Spike merupakan organ generatif muda pada anggrek yang potensial digunakan sebagai material untuk perlakuan kolkisin terkait induksi poliploidi. Perlakuan kolkisin pada spike P. amabilis bertujuan untuk mempelajari pengaruh kolkisin terhadap daya tahan dan perkembangan spike untuk membentuk bunga. Konsentrasi kolkisin yang digunakan adalah 0, 50, dan 500 mg L-1, dengan durasi penyungkupan selama perlakuan kolkisin adalah lima hari. Hasil percobaan menunjukkan bahwa spike memiliki daya tahan yang baik pada perlakuan kolkisin yang diberikan. Konsentrasi kolkisin yang lebih tinggi secara nyata menurunkan jumlah total bunga yang dihasilkan dari spike. Bunga tidak dapat berkembang secara langsung dari spike yang diberi perlakuan kolkisin, tetapi bunga hanya muncul dari spike baru yang tumbuh bercabang dari bagian buku spike

sebelumnya.

Kata kunci: anggrek, bunga, konsentrasi kolkisin

EFFECT OF COLCHICINE ON MOTH ORCHID (Phalaenopsis

amabilis (L.) Blume) FLOWER SPIKE DEVELOPMENT

Abstract

Flower spike is orchid’s young generative organ which is potentially used as a material for colchicine treatment in polyploidy induction. Colchicine treatment on P. amabilis’s flower spike aim to study colchicine effect on survival rate and development of flower spike to form blooming flower. Colchicine concentrations in the experiment were 0, 50, and 500 mg L-1, with duration during colchicine treatment was five days. The result showed that flower spike survived in all colchicine concentration used. Higher colchicine concentration significantly decreased flower number total which emerged from flower spike. The flowers were emerged from new flower branch spike which grew from treated spike node.

38

Pendahuluan

Salah satu teknik dalam induksi poliploidi pada P. amabilis dapat dilakukan melalui perlakuan kolkisin pada organ generatif muda, seperti spike. Target utama dalam perlakuan kolkisin pada organ generatif muda adalah perubahan sel gamet yang mengarah pada peningkatan jumah kromosomnya. Sel gamet poliploid akan memiliki banyak manfaat, tidak hanya dalam menghasilkan progeni-progeni poliploid, tetapi juga dalam pogram pemuliaan anggrek. Akselerasi program pemuliaan anggrek dapat ditingkatkan dengan teknik induksi poliploidi pada sel gamet.

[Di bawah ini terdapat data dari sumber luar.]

PR #567, opened 2016-04-21
EZP-25704: removed deprecated twig initRuntime() usage

bdunogier:
> JIRA: http://jira.ez.no/browse/EZP-25704

See https://github.com/ezsystems/ezpublish-kernel/pull/1637 for a description.


yannickroger:
+1

andrerom:
+1 when travis passes, seems tests or impl change needs to be adopted.

bdunogier:
Unit test should be fixed.

PR #572, opened 2016-04-25
Fix EZP-25459: Date edit view considers 0 as empty

dpobel:
JIRA: https://jira.ez.no/browse/EZP-25459

# Description

The Date edit view does not correctly handle a timestamp to zero. This patch makes sure, we correctly handle that case even if at the moment, it's impossible to get that because in such case case [the REST API gives a null fieldValue](https://jira.ez.no/browse/EZP-25719).

# Tests

unit tests and manual tests

### DIFF
--- a/Resources/public/js/views/fields/ez-date-editview.js
+++ b/Resources/public/js/views/fields/ez-date-editview.js
@@ -55,6 +55,19 @@ YUI.add('ez-date-editview', function (Y) {
         },
 
         /**
+         * Checks whether the field contains a valid timestamp.
+         *
+         * @method _containsValidTimestamp
+         * @protected
+         * @return {Boolean}
+         */
+        _containsValidTimestamp: function () {
+            var field = this.get('field');
+
+            return (field && field.fieldValue && field.fieldValue.timestamp !== null);
+        },
+
+        /**
          * Synchronize Date attribute
          *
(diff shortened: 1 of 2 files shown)


dpobel:

Resources/public/js/views/fields/ez-date-editview.js
```diff
@@ -55,6 +55,19 @@ YUI.add('ez-date-editview', function (Y) {
         },
 
         /**
+         * Checks whether the field contains a valid timestamp.
+         *
+         * @method _containsValidTimestamp
+         * @protected
+         * @return {Boolean}
+         */
+        _containsValidTimestamp: function () {
```
yannickroger: Nitpick: You should check how it is done in Time and DateAndTime with the `_isFieldEmpty` method. Maybe it could be nice to have have some coherency between them.

yannickroger:
+1 (it's cool if the nipick is taken into account)

Resources/public/js/views/fields/ez-date-editview.js
yannickroger: After discussing with @dpobel it's not the exact same behavior. Forget about the previous comment.

StephaneDiot:
+1

PR #573, opened 2016-04-26
EZP-25671: Duplicates item when using grid view

StephaneDiot:
jira: https://jira.ez.no/browse/EZP-25671
## Description

Items were duplicated up to 10 when using the "loading more" button for less than 10 items.

## Tests

- Unit tests & manual tests

### DIFF
--- a/Resources/public/js/views/subitem/ez-subitemgridview.js
+++ b/Resources/public/js/views/subitem/ez-subitemgridview.js
@@ -103,9 +103,9 @@ YUI.add('ez-subitemgridview', function (Y) {
                     this._disableLoadMore();
                 }
             });
-            this.after('subitemsChange', function () {
+            this.after('subitemsChange', function (e) {
                 this._uiUpdatePagination();
-                this._appendGridItem();
+                this._appendGridItem(this._getNewlyAddedSubitems(e.newVal, e.prevVal));
             });
             this.after(['subitemsChange', 'loadingErrorChange'], this._uiEndLoading);
         },
@@ -277,11 +277,12 @@ YUI.add('ez-subitemgridview', function (Y) {
          *
          * @method _appendGridItem
          * @protected
+         * @param {Array} newSubitems
          */
-        _appendGridItem: function () {
+        _appendGridItem: function (newSubitems) {
             var gridContent = this.get('container').one('.ez-subitemgrid-content');
 
-            this.get('subitems').slice(-1 * this.get('limit')).forEach(function (struct) {
+            newSubitems.forEach(function (struct) {
                 var itemView = new SubitemGridItemView(struct);
 
                 this._gridItemViews.push(itemView);
@@ -289,6 +290,20 @@ YUI.add('ez-subitemgridview', function (Y) {
                     itemView.render().get('container')
                 );
             }, this);
+        },
+
+        /**
+         * Return an array containing the subitems that we want to append
+         * in the grid view.
+         *
+         * @method _getNewlyAddedSubitems
+         * @private
+         * @param {EventFacade} e
+         */
+        _getNewlyAddedSubitems: function (subitemNewCount, subitemPrevCount) {
+            var subitemPreviousCount = subitemPrevCount ? subitemPrevCount.length : 0;
+console.log(subitemPreviousCount, subitemNewCount.length);
+            return this.get('subitems').slice( (subitemPreviousCount - subitemNewCount.length));
         },
 
         /**
--- a/Tests/js/views/subitem/assets/ez-subitemgridview-tests.js
+++ b/Tests/js/views/subitem/assets/ez-subitemgridview-tests.js
@@ -5,6 +5,7 @@
 YUI.add('ez-subitemgridview-tests', function (Y) {
     var renderTest, subitemSetterTest, loadSubitemsTest, gridItemTest,
         loadingStateTest, paginationUpdateTest, loadMoreTest, errorHandlingTest,
+        gridItemsDoNotDuplicateTest,
         Assert = Y.Assert,
         getSubItemStructs = function (count) {
             return (new Array(count)).map(function () {
@@ -21,7 +22,7 @@ YUI.add('ez-subitemgridview-tests', function (Y) {
 
         setUp: function () {
             this.location = new Y.Model({
-                childCount: 5,                          
+                childCount: 5,
             });
             this.view = new Y.eZ.SubitemGridView({
                 location: this.location,
@@ -108,7 +109,7 @@ YUI.add('ez-subitemgridview-tests', function (Y) {
 
         setUp: function () {
             this.location = new Y.Model({
-                childCount: 5,                          
+                childCount: 5,
             });
             this.view = new Y.eZ.SubitemGridView({
                 location: this.location,
@@ -276,7 +277,7 @@ YUI.add('ez-subitemgridview-tests', function (Y) {
 
         setUp: function () {
             this.location = new Y.Model({
-                childCount: 5,                          
+                childCount: 5,
             });
             this.view = new Y.eZ.SubitemGridView({
                 location: this.location,
@@ -330,7 +331,7 @@ YUI.add('ez-subitemgridview-tests', function (Y) {
                     gridContainer.one('.contentType').getContent(),
                     "The grid item view template should receive the contentType"
                 );
-                
+
                 i++;
             }, this);
         },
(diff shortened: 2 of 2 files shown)


Resources/public/js/views/subitem/ez-subitemgridview.js
```diff
@@ -103,9 +103,9 @@ YUI.add('ez-subitemgridview', function (Y) {
                     this._disableLoadMore();
                 }
             });
-            this.after('subitemsChange', function () {
+            this.after('subitemsChange', function (e) {
                 this._uiUpdatePagination();
-                this._appendGridItem();
+                this._appendGridItem(e);
```
dpobel: instead of passing the EventFacade, here you should compute an array containing the newly added subitems and then pass this to `_appendGridItem` which should stay focused on appending grid item as its name suggests.

Tests/js/views/subitem/assets/ez-subitemgridview-tests.js
```diff
@@ -276,11 +276,13 @@ YUI.add('ez-subitemgridview-tests', function (Y) {
 
         setUp: function () {
             this.location = new Y.Model({
-                childCount: 5,                          
+                childCount: 5,
             });
             this.view = new Y.eZ.SubitemGridView({
                 location: this.location,
+                container: '.container',
```
dpobel: why ?

Tests/js/views/subitem/assets/ez-subitemgridview-tests.js
```diff
@@ -330,10 +332,63 @@ YUI.add('ez-subitemgridview-tests', function (Y) {
...
+            this.view.set('subitems', subitems);
+            gridItems = container.all('.ez-subitemgrid-item');
+            Assert.areEqual(
+                this.view.get('limit'),
+                this.view.get('container').all('.ez-subitemgrid-content').size(),
+                "OoO"
+            );
+
+            button.set('disabled', false);
+            button.simulateGesture('tap', this.next(function () {
```
dpobel: using `tap` for this test complicates a bit your test. Why don't you change directly ̀the `subitems` attribute since the code you want to test is called in a `subitemsChange` event handler ?

dpobel: in addition, you change the `subitems` attribute 9 lines above, I'm pretty sure this is why you have trouble testing that.

StephaneDiot:
ping @dpobel @yannickroger

Tests/js/views/subitem/assets/ez-subitemgridview-tests.js
```diff
@@ -276,10 +277,11 @@ YUI.add('ez-subitemgridview-tests', function (Y) {
 
         setUp: function () {
             this.location = new Y.Model({
-                childCount: 5,                          
+                childCount: 5,
             });
             this.view = new Y.eZ.SubitemGridView({
                 location: this.location,
+                container: '.container',
```
dpobel: don't add if it's not needed (and it's not here)

Tests/js/views/subitem/assets/ez-subitemgridview-tests.js
```diff
@@ -597,6 +598,70 @@ YUI.add('ez-subitemgridview-tests', function (Y) {
...
+
+            this.view.set('subitems', subitems);
+            gridItems = container.all('.ez-subitemgrid-item');
+            Assert.areEqual(
+                subitems.length,
+                gridItems.size(),
+                "There should be one grid item per subitem"
+            );
+
+            this.view.set('subitems', this._getSubItemStruct(11));
```
dpobel: this is working because you are lucky (or because `subitems` should have a validator), but the `subitems` is supposed to accept only arrays. So this should be:
```js
this.view.set('subitems', [this._getSubItemStruct(11)]);
```

Tests/js/views/subitem/assets/ez-subitemgridview-tests.js
```diff
@@ -597,6 +598,70 @@ YUI.add('ez-subitemgridview-tests', function (Y) {
...
+    gridItemsDoNotDuplicateTest = new Y.Test.Case({
+        name: "eZ Subitem Grid View grid items do not duplicates test",
+
+        setUp: function () {
+            this.location = new Y.Model({
+                childCount: 5,
+            });
+            this.view = new Y.eZ.SubitemGridView({
+                location: this.location,
+                container: '.container',
```
dpobel: nitpick: not needed

Tests/js/views/subitem/assets/ez-subitemgridview-tests.js
```diff
@@ -597,6 +598,70 @@ YUI.add('ez-subitemgridview-tests', function (Y) {
...
+            );
+
+            this.view.set('subitems', this._getSubItemStruct(11));
+
+            gridItems = container.all('.ez-subitemgrid-item');
+
+            Assert.areEqual(
+                subitems.length + 1,
+                gridItems.size(),
+                "The subitems should not be duplicate and ther should be only one more grid item"
```
dpobel: `There should be one grid item per subitem` (ie no need to repeat the name of the test)

Tests/js/views/subitem/assets/ez-subitemgridview-tests.js
```diff
@@ -597,6 +598,70 @@ YUI.add('ez-subitemgridview-tests', function (Y) {
...
+                gridItems.size(),
+                "There should be one grid item per subitem"
+            );
+
+            this.view.set('subitems', this._getSubItemStruct(11));
+
+            gridItems = container.all('.ez-subitemgrid-item');
+
+            Assert.areEqual(
+                subitems.length + 1,
```
dpobel: that's odd, `this.view.set('subitems').length` would make more sense

Resources/public/js/views/subitem/ez-subitemgridview.js
```diff
@@ -292,6 +293,21 @@ YUI.add('ez-subitemgridview', function (Y) {
...
+         *
+         * @method _getSubItemsToAppend
+         * @protected
+         * @param {EventFacade} e
+         */
+        _getSubItemsToAppend: function (e) {
+            var subitemNewCount = e.newVal ? e.newVal.length : 0,
+                subitemPreviousCount = e.prevVal ? e.prevVal.length : 0;
+
+            return this.get('subitems').slice(-1 * (subitemNewCount - subitemPreviousCount));
```
dpobel: `this.get('subitems').slice(subitemPreviousCount - subitemNewCount);` :)

Resources/public/js/views/subitem/ez-subitemgridview.js
```diff
@@ -292,6 +293,21 @@ YUI.add('ez-subitemgridview', function (Y) {
...
 
         /**
+         * Return an array containing the subitems that we want to append
+         * in the grid view.
+         *
+         * @method _getSubItemsToAppend
+         * @protected
+         * @param {EventFacade} e
+         */
+        _getSubItemsToAppend: function (e) {
```
dpobel: what you actually want is an array containing the newly added subitems, so this method would be better named `_getNewlyAddedSubitems` and should directly receive the `previousValue` and the `newValue`. You should also mark it as private, since it's really some internal plumbing.

Resources/public/js/views/subitem/ez-subitemgridview.js
```diff
@@ -292,6 +293,21 @@ YUI.add('ez-subitemgridview', function (Y) {
...
+            var subitemNewCount = e.newVal ? e.newVal.length : 0,
```
dpobel: this condition, is not needed (and thus the 0 case is not covered), the `subitems` array can only grow, there's no way to have a new value to something else than a filled array.

Resources/public/js/views/subitem/ez-subitemgridview.js
```diff
@@ -277,11 +277,12 @@ YUI.add('ez-subitemgridview', function (Y) {
          *
          * @method _appendGridItem
          * @protected
+         * @param {Array} subitemsToAppend
          */
-        _appendGridItem: function () {
+        _appendGridItem: function (subitemsToAppend) {
```
dpobel: s/subitemsToAppend/newSubitems/

dpobel:
Replaced by https://github.com/ezsystems/PlatformUIBundle/pull/576

PR #574, opened 2016-04-27
EZP-25577: When clicking on the word preview I do not get preview

StephaneDiot:
jira: https://jira.ez.no/browse/EZP-25577

## Description

Clicking on preview in the edit action bar isn't doing anything. Before cursor was a "hand" (meaning you should be able to click) when hovering "Preview", now it's the standard pointer to avoid confusion

## Tests

- manually tested


StephaneDiot:
re opened on 1.3

PR #577, opened 2016-04-29
Fix EZP-25718: Unable to remove inline style

dpobel:
JIRA: https://jira.ez.no/browse/EZP-25718

# Description

This patch add a `beforeCommandExec` handler to remove the auto-generated ids added by YUI3. This is needed to fix EZP-25718, otherwise the CKEditor engine won't be able to remove some inline styles if you select the whole element representing the style because the engine considers the element with the id as representing another style.

See: http://dev.ckeditor.com/ticket/8369#comment:14

# Tests

manual + unit test

### DIFF
--- a/Resources/public/js/alloyeditor/plugins/yui3.js
+++ b/Resources/public/js/alloyeditor/plugins/yui3.js
@@ -1,0 +1,37 @@
+/*
+ * Copyright (C) eZ Systems AS. All rights reserved.
+ * For full copyright and license information view LICENSE file distributed with this source code.
+ */
+/* global CKEDITOR */
+YUI.add('ez-alloyeditor-plugin-yui3', function (Y) {
+    "use strict";
+
+    if (CKEDITOR.plugins.get('yui3')) {
+        return;
+    }
+
+    function cleanUpIds(editor) {
+        Array.prototype.forEach.call(
+            editor.element.$.querySelectorAll('[id]'),
+            function (element) {
+                element.removeAttribute('id');
+            }
+        );
+    }
+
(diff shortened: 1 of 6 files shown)


dpobel:

Resources/public/js/alloyeditor/plugins/yui3.js
```diff
@@ -0,0 +1,37 @@
...
+
+    if (CKEDITOR.plugins.get('yui3')) {
+        return;
+    }
+
+    function cleanUpIds(editor) {
+        Array.prototype.forEach.call(
+            editor.element.$.querySelectorAll('[id]'),
+            function (element) {
+                element.removeAttribute('id');
```
andrerom: id isn't used for anything else? Like the id on links or embed tags?

dpobel: that's a good remark. For now, there's no way to set an id on a link or an embed (I'm not even sure the PM wants that back). That said, I could have checked for the `yui_3_18` prefix but the same problem can also occur if the user paste some code where a strong (or any inline style element) has an id. So for now, IMHO, I think this is enough and if we add the id features on links and/or embed then, we'll have to improve the code.

andrerom: ok

andrerom:
+1

Re-Ping @StephaneDiot @yannickroger

StephaneDiot:
+1

dpobel:
Closing this should be fixed in 1.3 first

PR #580, opened 2016-05-04
Fix EZP-25718: Unable to remove inline style

dpobel:
Replaces https://github.com/ezsystems/PlatformUIBundle/pull/577 to first fix the issue in 1.3


dpobel:
(just waiting for TravisCI)

PR #814, opened 2025-02-25
[FRE-1498, FRE-1500, FRE-1501] manually set walletAtoms to undefined when disconnecting, fix getAddressWithoutConnectingWallet logic

toddkao:


codingki (approved):
lgtm

PR #832, opened 2025-02-27
update currentCosmosId to be based on the first address in the account instead of hard-coded to cosmoshub-4

toddkao:


codingki (approved):

codingki:
changeset

PR #837, opened 2025-02-28
Fix solana signers

toddkao:


packages/widget/src/hooks/useCreateEvmWallets.tsx
```diff
@@ -20,7 +20,7 @@ export const useCreateEvmWallets = () => {
   const { data: chains } = useAtomValue(skipChainsAtom);
   const { data: assets } = useAtomValue(skipAssetsAtom);
   const [sourceAsset, setSourceAsset] = useAtom(sourceAssetAtom);
-  const [evmWallet, setEvmWallet] = useSetAtom(evmWalletAtom);
+  const [evmWallet, setEvmWallet] = useAtom(evmWalletAtom);
```
toddkao, line 23: i forgot to update useSetAtom to useAtom in my previous PR https://github.com/skip-mev/skip-go/pull/836

packages/widget/src/state/skipClient.ts
```diff
@@ -25,11 +25,15 @@ export const skipClientConfigAtom = atom<SkipClientOptions>({
 
 export const themeAtom = atom<Theme>(defaultTheme);
 
+export const solanaWalletsAtom = atom<Wallet[]>();
```
codingki, line 28: I don't think this no need to be an atom, can you elaborate why we need this to be an atom?

toddkao: main issue is we can't get the wallets from the context of `SolanaProvider` in jotai besides doing something like this

toddkao: the alternative obviously would be to just stop using the SolanaProvider

codingki: let's stop using SolanaProvider and revert to what we were doing before. too op if we using only `useWallet` hooks from the solana react package. because SolanaProvider or context is useless here

codingki (changes requested):
let's stop using SolanaProvider and revert to what we were doing before. too op if we using only useWallet hooks from the solana react package. because SolanaProvider or context is useless here

codingki (approved):
lgtm

PR #846, opened 2025-03-03
feat: history page add transfer asset release info

codingki:


packages/widget/src/pages/TransactionHistoryPage/TransactionHistoryPage.tsx
```diff
@@ -37,7 +35,7 @@ export const TransactionHistoryPage = () => {
         <VirtualList
           key={txHistory.length}
           listItems={historyList}
-          height={isMobileScreenSize ? 0 : 262}
+          height={262}
```
toddkao, line 38: I remember we specifically added this so that mobile would not have a limited height, not sure why we changed our minds on this, but I'm ok with it either way

toddkao (approved):

PR #864, opened 2025-03-05
[FRE-1543] read and add a low info warning to the widget

codingki:
renamed "trade warning" to "bad price warning"
image


toddkao (approved):

toddkao:
i wonder if we should show the input/output values (in crypto denomination) on this page for them to review

PR #868, opened 2025-03-06
eureka transfer support

dhfang:


toddkao (commented):
should we update `SwapSettingsDrawer.tsx` if there's fees associated with EurekeaTransfer? 
I'm also curious if our getOperationDetailsAndType function will work properly with eurekaTransfers or not.. 
Besides that everything looks good

codingki:
I think the fees here is smart relay fee, which already covered

> should we update `SwapSettingsDrawer.tsx` if there's fees associated with EurekaTransfer? I'm also curious if our `getOperationDetailsAndType` function will work properly with eurekaTransfers or not.. Besides that everything looks good

codingki:
> I'm also curious if our getOperationDetailsAndType function will work properly with eurekaTransfers or not..
Besides that everything looks good

I think these values are we care about
```ts
    fromChainID: string;
    toChainID: string;
    denomIn: string;
    denomOut: string;
    bridgeID: BridgeType;
```

PR #875, opened 2025-03-10
[FRE-1550] Improve execute route

toddkao:
- Update `SkipClient` fields to be static so that multiple instances refer to the same values
- Remove caching middleware
- Preload/cache `assets`, `chains`, `balances`, `stargateClient`
- parallelize `validateGasBalances`


ericHgorski:
Do the cached values take into account query params like chainID? 

e.g. If I queries skipChains for only SVM, and then queried again for all chains, would the cache return just SVM chains?
Same goes for balances and assets.

toddkao:
> Do the cached values take into account query params like chainID?
> 
> e.g. If I queries skipChains for only SVM, and then queried again for all chains, would the cache return just SVM chains? Same goes for balances and assets.

yeah that's a good call out

packages/client/src/client.ts
```diff
@@ -1765,18 +1776,21 @@ export class SkipClient {
       }
       return calculateFee(Math.ceil(parseFloat(estimatedGasAmount)), gasPrice);
     });
-    const feeBalance = await this.balances({
-      chains: {
-        [chainID]: {
-          address: signerAddress,
-          denoms: feeAssets.map((asset) => asset.denom),
+    const feeBalance =
+      SkipClient.skipBalances ??
```
codingki, line 1780: we should check the `feeAssets` balances in `.skipBalances` instead of check if the `.skipBalances` data is available

packages/client/src/client.ts
```diff
@@ -145,36 +183,41 @@ export class SkipClient {
...
       },
-      [options],
+      {} as Record<string, types.Asset[]>,
     );
+
+    if (
+      options.includeEvmAssets &&
+      options.includeSvmAssets &&
+      options.includeCW20Assets
+    ) {
```
codingki, line 203: we only store if these params is true?

codingki: oh I see, it's for avoiding diff params

toddkao: yeah, the thinking is that if you call it without one of them being true it might mean our cache is missing some data.

toddkao: there's probably a better / more sophisticated way to handle this but this is simple and should work for our use case

packages/client/src/client.ts
```diff
@@ -230,6 +273,16 @@ export class SkipClient {
       "/v2/info/balances",
       types.balanceRequestToJSON(request),
     );
+    const responseCamelCase = types.balanceResponseFromJSON(response);
+    const mergedBalances = {
+      ...(this.skipBalances?.chains ?? {}),
+      ...responseCamelCase.chains,
+    };
+    if (mergedBalances) {
```
codingki, line 281: unnecessary if, it will always true

packages/client/src/client.ts
```diff
@@ -87,18 +83,21 @@ export class SkipClient {
...
+  getCosmosSigner?: clientTypes.SignerGetters["getCosmosSigner"];
+  getEVMSigner?: clientTypes.SignerGetters["getEVMSigner"];
+  getSVMSigner?: clientTypes.SignerGetters["getSVMSigner"];
+  chainIDsToAffiliates?: clientTypes.SkipClientOptions["chainIDsToAffiliates"];
+  cumulativeAffiliateFeeBPS?: string = "0";
+
+  private clientOptions: clientTypes.SkipClientOptions;
+  private skipChains?: types.Chain[];
+  private skipAssets?: Record<string, types.Asset[]>;
+  private skipBalances?: types.BalanceResponse;
```
codingki, line 95: this var will have an edge case if the user change the address. we will need an address validation in executeRoute to check the address in skipBalances.chains response is same, if not refetch

codingki: for example: 
wallet a: have osmo on osmosis
wallet b: don't have osmo on osmosis

executeRoute using wallet b fee asset is osmo on osmosis:
it will assume the asset is available

toddkao: I think once you change your address and you fetch the new balance it will update the cache again, so unless they manage to call executeRoute before fetching the balance of wallet b I think it won't cause issues?

codingki: because balances is merged like this https://github.com/skip-mev/skip-go/pull/875/files#diff-1d25041624e23bb1be334f0c7033cf4fadf2801dae21687f77f5511cd5935b92R277-R280

codingki: it will only check the key which is the chain id

toddkao: i think the new one will overwrite the old one

toddkao: its easier to not merge them then, and always just replace the old skipBalances

codingki: image

codingki: yes

toddkao: updated!

packages/client/src/client.ts
```diff
@@ -87,18 +83,21 @@ export class SkipClient {
...
+  private stargateClientByChainId: Record<string, SigningStargateClient> = {};
```
codingki, line 96: let's rename this to `signingStargateClientByChainId`

packages/client/src/cache.ts
```diff
@@ -1,57 +0,0 @@
-import createHash from 'create-hash';
```
codingki, line 1: if we are not using this package, let's remove it from our deps in package.json

packages/client/src/client.ts
```diff
@@ -683,6 +726,52 @@ export class SkipClient {
     }
   }
 
+  async getStargateClient({
```
codingki, line 729:
```suggestion
  async getSigningStargateClient({
```

codingki (approved):
lgtm

packages/client/src/client.ts
```diff
@@ -1765,18 +1833,28 @@ export class SkipClient {
...
     });
-    const feeBalance = await this.balances({
-      chains: {
-        [chainID]: {
-          address: signerAddress,
-          denoms: feeAssets.map((asset) => asset.denom),
-        },
-      },
+
+    const feeAssetFoundInSkipBalances = feeAssets.some((asset) => {
```
codingki, line 1837: should we use `.every` here

codingki: because if it's undefined we should fetch the balance

toddkao: i was originally thinking they dont need all of the feeAssets, if they have one i believe they can pay with whatever asset they have but it complicates things if they have it but it's not enough... and I think in practice we most likely will have all so I think we can update to using every

PR #884, opened 2025-03-11
add transaction reverted error

codingki:


toddkao (approved):
nit: there's an extra empty file useHandleTransactionReverted that seems like should be removed?

PR #886, opened 2025-03-12
[FRE-1553] Add prop to disable shadowDOM

toddkao:
- Add prop to disable shadowDOM
- Update/Fix settings and modals to work properly when shadowDOM is disabled
- Update styling so it is the same regardless of if shadowDOM is enabled/disabled
- Fix flickering animation when modals are opened when shadowDOM is disabled


codingki (approved):
lgtm, please update docs and changeset

PR #891, opened 2025-03-14
Set bech32 decode limits correctly

zmanian:
Updates the bech32 decode limits in client and widget components


codingki (approved):

codingki:
it's should be added here too https://github.com/skip-mev/skip-go/pull/891/files#diff-e52da860d5947d6827611ff24f3a62342201237cc1397c4c7d1c2f828ce06452R33

codingki:
nvm, i read it wrong. lgtm

PR #893, opened 2025-03-14
feat: upgrade mintlify to new docs.json format

olliegilbey:
Migrates mint.json to docs.json as per mintlify suggestion:
https://mintlify.com/docs/settings/global

Migrates Google Tag Manager ID.
Deletes old mint.json

Check this builds correctly on deploy. (Works locally)


NotJeremyLiu (approved):
noiceeee

PR #894, opened 2025-03-14
fix incorrect wallet address display while executing route

codingki:


packages/widget/src/hooks/useAutoSetAddress.ts
```diff
@@ -46,6 +48,7 @@ export const useAutoSetAddress = () => {
 
   const connectRequiredChains = useCallback(
     async (openModal?: boolean) => {
+      if (isPending) return;
```
toddkao, line 51: @codingki i think it might make more sense to check the swapExecutionStateAtom's overallStatus is unconfirmed and returning early if it isnt in the useEffect to avoid calling connectRequiredChains instead of returning early in this function?

codingki: I see, make sense

toddkao (approved):

PR #9191, opened 2022-05-17
Ruby: Force cached taint tracking predicates to be evaluated in data flow stage

hvitved:
Avoids recomputation of some flow-summary related predicates.


aibaars (approved):
LGTM

PR #9193, opened 2022-05-17
JS: Add individual per-security-query counting queries

TomBolton:
The ATM project uses an AML pipeline to select which CodeQL databases to use as the evaluation databases for each security query being boosted. 

Previously, evaluation sets for _all_ security queries would be produced at once, using the `CountAlertsAndEndpoints.ql` query. However, this query does not scale with adding more security queries, and it is not efficient to create evaluation sets for all queries during every pipeline run (when adding a new query, you simply want to create an evaluation set for that one query, and not the others).

Therefore, after a discussion, it was deemed better to specify one security query that you would like to create an evaluation set for. For this, we would need a way to count alerts and endpoints for a single query. The most simple solution is to add per-query counting queries, `Count{QUERY_NAME}.ql`, which can be used by the selection pipeline.

The selection pipeline has been tested with the `CountCodeInjection.ql` query.

### DIFF
--- a/javascript/ql/experimental/adaptivethreatmodeling/modelbuilding/counting/CountAlertsAndSinks.qll
+++ b/javascript/ql/experimental/adaptivethreatmodeling/modelbuilding/counting/CountAlertsAndSinks.qll
@@ -1,0 +1,20 @@
+/*
+ * For internal use only.
+ *
+ *
+ * Count the number of sinks and alerts for a particular dataflow config.
+ */
+
+import javascript
+import evaluation.EndToEndEvaluation
+
+query predicate countAlertsAndSinks(int numAlerts, int numSinks) {
+  numAlerts =
+    count(DataFlow::Configuration cfg, DataFlow::Node source, DataFlow::Node sink |
+      cfg.hasFlow(source, sink) and not isFlowExcluded(source, sink)
+    ) and
+  numSinks =
+    count(DataFlow::Node sink |
+      exists(DataFlow::Configuration cfg | cfg.isSink(sink) or cfg.isSink(sink, _))
+    )
+}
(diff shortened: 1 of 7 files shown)


esbena:
This introduces a lot of duplicate codeql code that can be avoided using imports and query predicates. 

I think each query could look something like this:

```ql
import semmle.javascript.security.dataflow.CodeInjectionQuery
import CountThings
```

Where CountThings.ql looks something like:

```ql
import javascript
import evaluation.EndToEndEvaluation

query predicate countThings(int numAlerts, int numSinks) { 
  numAlerts =
    count(DataFlow::Node source, DataFlow::Node sink |
      cfg.hasFlow(source, sink) and not isFlowExcluded(source, sink)
    ) and
  numSinks = count(DataFlow::Node sink |
    exists(DataFlow::Configuration cfg | cfg.isSink(sink) or cfg.isSink(sink, _))
  )
```

Could you consider if such a refactoring is possible / worth it?

TomBolton:
Yes, good point @esbena and I definitely think it's worth it.

Basic QL question: what would the individual queries look like? I.e. how would they actually use the `CountThings` import? I've checked the documentation and it's not clear how to import and use a predicate

TomBolton:
I've just attempted the suggestion refactor @esbena - would you mind giving it another look when you have time?

TomBolton:
@github/codeql-ml-powered-queries-reviewers if anyone has a spare moment, could someone provide a quick review?

esbena (approved):
the `as CodeInjection/TaintedPath/...` namings can be dropped now.
Otherwise LGTM.

TomBolton:
Thanks for the review @esbena - I've now removed the `as` in the imports. 

I accidentally dismissed your approval, would you mind approving again sorry?

esbena (approved):
(Your edit caused the approval dismissal)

Spike merupakan organ generatif muda pada anggrek bulan yang belum membentuk kuncup bunga. Jaringan dari spike masih belum mengalami diferensiasi membentuk sel induk mikrospora ataupun megaspora. Usaha dalam memperoleh sel gamet poliploid, dengan perlakuan kolkisin umumnya dilakukan ketika organ generatif muda memulai proses pembentukan gamet. Berbeda dengan perlakuan kolkisin pada spike, perlakuan kolkisin dilakukan sebelum terjadinya proses pembentukan gamet. Sel-sel yang menjadi target perlakuan kolkisin merupakan sel somatik yang bersifat diploid. Sel somatik yang terinduksi menjadi poliploid akibat perlakuan kolkisin akan mengalami diferensiasi secara lebih lanjut dan menghasilkan sel induk mikrospora dan sel induk megaspora yang bersifat poliploid juga.

Dibalik potensinya yang besar sebagai salah satu teknik dalam induksi poliploidi, organ generatif muda seperti spike dari P. amabilis umumnya memiliki sensitivitas yang tinggi terhadap bahan kimia tertentu khususnya mutagen seperti kolkisin. Kolkisin yang sering digunakan sebagai mutagen kimia untuk induksi poliploidi memiliki sifat toksik terhadap jaringan tanaman. Penggunaan konsentrasi kolkisin yang terlalu tinggi dapat mengakibatkan jaringan tanaman berhenti tumbuh dan akhirnya mati. Selain itu, pengaruh lain dari perlakuan kolkisin pada jaringan tanaman dapat berupa perubahan bentuk yang abnormal. Menurut Eisti dan Dustin (1957), perlakuan kolkisin pada daun muda menyebabkan bentuk daun menjadi kisut, menyimpang dari biasanya akibat pengaruh langsung ataupun tidak langsung dari kolkisin. Perkembangan spike

dapat terhambat atau mengalami perubahan orientasi akibat adanya pengaruh perlakuan kolkisin.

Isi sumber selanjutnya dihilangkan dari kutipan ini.